An analysis of more than $1 billion dollars in spending by the Department of Veterans Affairs on “professional services” finds several instances of questionable spending, including millions for a national ad campaign and energy programs to make VA facilities more sustainable.
The spending comes in light of the ongoing allegations of misconduct and an audit that revealed potentially fraudulent practices at 90 VA centers.
An analysis of records on the government’s official spending website shows the VA spent $1.3 billion in the past five years for “support” and “professional services.” These contracts included millions of dollars for a campaign to put the VA in a positive light, lodging and training of employees, and energy programs to make VA facilities more sustainable.
A total of 10,171 contracts were awarded under the “professional service” code as the number of VA Medical Centers under investigation for unprofessional services and misconduct has continued to rise in recent weeks.
Records show several contracts awarded for two commercials that were part of the VA’s “National Messaging Campaign.” In a series of 10 transactions, the VA awarded Woodpile Studios $5 million on 9/29/10, $1.7 million on 7/15/10, $1.7 million on 7/14/11 and another $1.8 million on 6/27/12 for the message campaign.

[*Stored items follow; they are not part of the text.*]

PR #4795, opened 2024-04-26
fix(portal): Update site deletion modal message

bmanifold:
Why:

* Deleting a Site from the show page would prompt the user with a message about Gateway Groups.

### DIFF
--- a/elixir/apps/web/lib/web/live/sites/show.ex
+++ b/elixir/apps/web/lib/web/live/sites/show.ex
@@ -264,7 +264,7 @@ defmodule Web.Sites.Show do
       <:action>
         <.delete_button
           phx-click="delete"
-          data-confirm="Are you sure want to delete this gateway group and disconnect all it's gateways?"
+          data-confirm="Are you sure want to delete this Site and disconnect all it's Gateways?"
         >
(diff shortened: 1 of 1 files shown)


elixir/apps/web/lib/web/live/sites/show.ex
```diff
@@ -264,7 +264,7 @@ defmodule Web.Sites.Show do
       <:action>
         <.delete_button
           phx-click="delete"
-          data-confirm="Are you sure want to delete this gateway group and disconnect all it's gateways?"
+          data-confirm="Are you sure want to delete this Site and disconnect all it's Gateways?"
```
ReactorScram:
```suggestion
          data-confirm="Are you sure want to delete this Site and disconnect all its Gateways?"
```
grammar nit

AndrewDryga (approved):

elixir/apps/web/lib/web/live/sites/show.ex
bmanifold: Thanks for catching that.  It made me go back and re-read the entire sentence and I realized there was a `you` missing as well.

The commercials, which can be viewed here, ran in major cities during 2011 ESPN College bowl games and the Country Music Awards. They were designed to “increase awareness and confidence among the U.S. veteran population of the value and extent of VA services available to them.” It urged “family members to send their warriors to the VA.”

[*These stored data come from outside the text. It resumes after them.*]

PR #4799, opened 2024-04-26
chore(gui-client): enable keyring for Linux

ReactorScram:
```[tasklist]
- [ ] Maybe change that "dev.firezone.client/token" name to something friendlier
```

image

But it does work, survives reboots as expected, etc.
I can't test it easily in CI, I just disabled the keyring test for now. It works manually, and the keyring-rs crate seems pretty stable, and our use of it hasn't changed in a couple months at least.


jamilbk (approved):
LGTM

PR #4802, opened 2024-04-26
chore(gui-client/linux): fix DNS

### LINKED ISSUE #3812: feat(linux): make systemd-resolved the default DNS control method

ReactorScram:
Make the GUI use systemd-resolved to retrieve the system's resolvers. This allows the IPC service to set up sentinels for those resolvers and control the system's DNS.

Closes #3812


rust/gui-client/src-tauri/src/client/resolvers.rs
```diff
@@ -7,12 +7,8 @@ mod imp {
     use anyhow::Result;
     use std::net::IpAddr;
 
-    // TODO: The code here will depend on the chosen DNS control method.
-    // So that will need to be threaded in here somehow.
-    #[allow(clippy::unnecessary_wraps)]
     pub fn get() -> Result<Vec<IpAddr>> {
-        tracing::error!("Resolvers module not yet implemented for Linux, returning empty Vec");
-        Ok(Vec::default())
+        firezone_headless_client::imp::get_system_default_resolvers_systemd_resolved()
```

Another contract for $2.9 million was awarded in 2010 for “marketing and advertising” to another company.
A review of records also showed millions of dollars was spent on surveys during the past five years to ensure VA standards were met at state-owned and operated facilities. The Free Beacon found a $6.3 million contract awarded in 2011, another $5.9 million contract in 2013, and another $1.7 million contract in 2013, all of which were awarded to Ascellon Corp. during the past five years to conduct surveys to ensure compliance.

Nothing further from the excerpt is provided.